PR #749, opened 2024-02-20
help add the logic of creating arrow builder for the type uint64 in Go

elliotchenzichang:
Hi, long time no see. Wish you all the best. 
Recently I learned the base knowledge of Apache Arrow and read the code for creating Arrow Builder in your project. I noticed that you are only supporting some primitive types in Go, and these types are int64, float64, string, and bool. 
So I would like to help implement builders for other primitive types in Go, such as uint64, uint8, etc.
I also noticed that we should define the values of enums in protobuf, and the type uint64 has already been defined there. So this PR is just a case for what I want to do, and it implements the arrow builder for the type uint64. 
Would like to wait for your opinions or concerns, thanks!

### DIFF
--- a/internal/records/record_builder.go
+++ b/internal/records/record_builder.go
@@ -584,6 +584,17 @@ func newFieldBuild(dt arrow.DataType, mem memory.Allocator, name string, nullabl
 			}
 			return e.Append(v.Int())
 		}
+	case *array.Uint64DictionaryBuilder:
+		f.buildFunc = func(v reflect.Value) error {
+			if nullable {
+				if v.IsNil() {
+					e.AppendNull()
+					return nil
+				}
+				v = v.Elem()
+			}
+			return e.Append(v.Uint())
+		}
 	case *array.Float64Builder:
 		f.buildFunc = func(v reflect.Value) error {
 			if nullable {
@@ -653,6 +664,19 @@ func newFieldBuild(dt arrow.DataType, mem memory.Allocator, name string, nullabl
 				e.Append(true)
 				build.Reserve(v.Len())
 				return applyInt(v, func(i int64) error {
+					build.Append(i)
+					return nil
+				})
+			}
+		case *array.Uint64Builder:
+			f.buildFunc = func(v reflect.Value) error {
+				if v.IsNil() {
+					e.AppendNull()
+					return nil
+				}
+				e.Append(true)
+				build.Reserve(v.Len())
+				return applyUInt(v, func(i uint64) error {
 					build.Append(i)
 					return nil
 				})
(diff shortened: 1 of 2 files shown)


internal/records/record_builder.go
```diff
@@ -558,6 +561,18 @@ func newFieldBuild(dt arrow.DataType, mem memory.Allocator, name string, nullabl
 			e.Append(v.Int())
 			return nil
 		}
+	case *array.Uint64Builder:
```
gernest, line 564: If we support `*array.Uint64Builder` we also need to support `*array.Uint64DictionaryBuilder` . And I suggest the switch case for `*array.Uint64Builder` to be after `*array.Int64DictionaryBuilder`.

Also you need to add test case for `uint64` in  `record_builder_test.go` to make sure everything works as intended.

gernest (changes requested):
Looks promising to me. We already have `Uint64` in schema so It makes sense to support building it.

II left a comment. Please let me know if you need any help regarding record builder.

internal/records/record_builder.go
elliotchenzichang: Thanks for your suggestion, raised some commit for them. Please review it again when you have time.

elliotchenzichang: Besides, if I want to implement the arrow builders for other primitive types, what should I do after I add the enum values in the proto files?

gernest (approved):
Awesome work, LGTM!

> Besides, if I want to implement the arrow builders for other primitive types, what should I do after I add the enum values in the proto files?

Unfortunate, I'm not in a position to help you on this.

Normally, a team member will need to comment if those primitive types are actually needed.

Assumming they agree to to it then you will need

- update the schema proto with the type https://github.com/polarsignals/frostdb/blob/83dac77ff4287cba4cd9846b8c6674e9f2a71039/proto/frostdb/schema/v1alpha1/schema.proto#L34-L49
- Then come back the builder to implement them.

Note that, you should only work with schema `v1alpha1` they are deprecating `v1alpha2`

Querying other data types might be challenging, but for all primitive types `compute` package does the heavy lifting so, I think it is okay to add them without worrying about querying, as handling the edge cases can be easily added when needed.. 


Just ping me if you have any questions regarding the record builder. 

Thanks for your contribution and good luck on whatever your are up to.

elliotchenzichang:
Thanks a lot. @gernest

elliotchenzichang:
Hi @gernest could we merge this PR first if no concerns？ Thanks！

thorfour:
Looks good to me @elliotchenzichang thanks for the contribution!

> _WORK TASK_:
For this task, print the records again exactly as they appear.

> _TASK RESPONSE_:
PR #749, opened 2024-02-20
help add the logic of creating arrow builder for the type uint64 in Go

elliotchenzichang:
Hi, long time no see. Wish you all the best. 
Recently I learned the base knowledge of Apache Arrow and read the code for creating Arrow Builder in your project. I noticed that you are only supporting some primitive types in Go, and these types are int64, float64, string, and bool. 
So I would like to help implement builders for other primitive types in Go, such as uint64, uint8, etc.
I also noticed that we should define the values of enums in protobuf, and the type uint64 has already been defined there. So this PR is just a case for what I want to do, and it implements the arrow builder for the type uint64. 
Would like to wait for your opinions or concerns, thanks!

### DIFF
--- a/internal/records/record_builder.go
+++ b/internal/records/record_builder.go
@@ -584,6 +584,17 @@ func newFieldBuild(dt arrow.DataType, mem memory.Allocator, name string, nullabl
 			}
 			return e.Append(v.Int())
 		}
+	case *array.Uint64DictionaryBuilder:
+		f.buildFunc = func(v reflect.Value) error {
+			if nullable {
+				if v.IsNil() {
+					e.AppendNull()
+					return nil
+				}
+				v = v.Elem()
+			}
+			return e.Append(v.Uint())
+		}
 	case *array.Float64Builder:
 		f.buildFunc = func(v reflect.Value) error {
 			if nullable {
@@ -653,6 +664,19 @@ func newFieldBuild(dt arrow.DataType, mem memory.Allocator, name string, nullabl
 				e.Append(true)
 				build.Reserve(v.Len())
 				return applyInt(v, func(i int64) error {
+					build.Append(i)
+					return nil
+				})
+			}
+		case *array.Uint64Builder:
+			f.buildFunc = func(v reflect.Value) error {
+				if v.IsNil() {
+					e.AppendNull()
+					return nil
+				}
+				e.Append(true)
+				build.Reserve(v.Len())
+				return applyUInt(v, func(i uint64) error {
 					build.Append(i)
 					return nil
 				})
(diff shortened: 1 of 2 files shown)


internal/records/record_builder.go
```diff
@@ -558,6 +561,18 @@ func newFieldBuild(dt arrow.DataType, mem memory.Allocator, name string, nullabl
 			e.Append(v.Int())
 			return nil
 		}
+	case *array.Uint64Builder:
```
gernest, line 564: If we support `*array.Uint64Builder` we also need to support `*array.Uint64DictionaryBuilder` . And I suggest the switch case for `*array.Uint64Builder` to be after `*array.Int64DictionaryBuilder`.

Also you need to add test case for `uint64` in  `record_builder_test.go` to make sure everything works as intended.

gernest (changes requested):
Looks promising to me. We already have `Uint64` in schema so It makes sense to support building it.

II left a comment. Please let me know if you need any help regarding record builder.

internal/records/record_builder.go
elliotchenzichang: Thanks for your suggestion, raised some commit for them. Please review it again when you have time.

elliotchenzichang: Besides, if I want to implement the arrow builders for other primitive types, what should I do after I add the enum values in the proto files?

gernest (approved):
Awesome work, LGTM!

> Besides, if I want to implement the arrow builders for other primitive types, what should I do after I add the enum values in the proto files?

Unfortunate, I'm not in a position to help you on this.

Normally, a team member will need to comment if those primitive types are actually needed.

Assumming they agree to to it then you will need

- update the schema proto with the type https://github.com/polarsignals/frostdb/blob/83dac77ff4287cba4cd9846b8c6674e9f2a71039/proto/frostdb/schema/v1alpha1/schema.proto#L34-L49
- Then come back the builder to implement them.

Note that, you should only work with schema `v1alpha1` they are deprecating `v1alpha2`

Querying other data types might be challenging, but for all primitive types `compute` package does the heavy lifting so, I think it is okay to add them without worrying about querying, as handling the edge cases can be easily added when needed.. 


Just ping me if you have any questions regarding the record builder. 

Thanks for your contribution and good luck on whatever your are up to.

elliotchenzichang:
Thanks a lot. @gernest

elliotchenzichang:
Hi @gernest could we merge this PR first if no concerns？ Thanks！

thorfour:
Looks good to me @elliotchenzichang thanks for the contribution!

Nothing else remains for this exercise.